PR #7349, opened 2021-04-17
chg: [Dashboard:MultiLineChart] make enabling 'total' line on initial…

Wachizungu:
… render configurable

#### What does it do?

Makes it possible to enable the 'total' line by default for widgets using MultiLineChart.
Passing something like below as config:

{
    "widget_config": {
        "enable_total": "1"
    }
}

Working on a widget that uses this:

image

#### Questions


adulau:
Great idea! Thanks a lot.

PR #7350, opened 2021-04-17
new: [Dashboard] Add org count evolution widget

Wachizungu:
#### What does it do?
Similar to https://github.com/MISP/MISP/pull/7345

Adds a graph widget showing the historic organisation (local org, remote org) count up to now.
Allows setting a number of days, weeks or months for the graph to plot. Interval is 1 day, 1 week or 1 month respectively. The smallest option is chosen if multiple options were provided (e.g. if someone sets days to 10 and months to 20 the graph will plot 10 days).

With following config you also get the total displayed by default (this relies on another commit that was recently merged into develop).
{
    "widget_config": {
        "enable_total": "1"
    }
}

Any feedback is greatly appreciated. If there are modifications to do I'll do my best.

Example below:
image

#### Questions

### DIFF
--- a/app/Lib/Dashboard/OrgsEvolutionWidget.php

########

*PROBLEM TO SOLVE*
All of the records above are to be repeated exactly.

*PROBLEM SOLUTION*
PR #7349, opened 2021-04-17
chg: [Dashboard:MultiLineChart] make enabling 'total' line on initial…

Wachizungu:
… render configurable

#### What does it do?

Makes it possible to enable the 'total' line by default for widgets using MultiLineChart.
Passing something like below as config:

{
    "widget_config": {
        "enable_total": "1"
    }
}

Working on a widget that uses this:

image

#### Questions


adulau:
Great idea! Thanks a lot.

PR #7350, opened 2021-04-17
new: [Dashboard] Add org count evolution widget

Wachizungu:
#### What does it do?
Similar to https://github.com/MISP/MISP/pull/7345

Adds a graph widget showing the historic organisation (local org, remote org) count up to now.
Allows setting a number of days, weeks or months for the graph to plot. Interval is 1 day, 1 week or 1 month respectively. The smallest option is chosen if multiple options were provided (e.g. if someone sets days to 10 and months to 20 the graph will plot 10 days).

With following config you also get the total displayed by default (this relies on another commit that was recently merged into develop).
{
    "widget_config": {
        "enable_total": "1"
    }
}

Any feedback is greatly appreciated. If there are modifications to do I'll do my best.

Example below:
image

#### Questions

### DIFF
--- a/app/Lib/Dashboard/OrgsEvolutionWidget.php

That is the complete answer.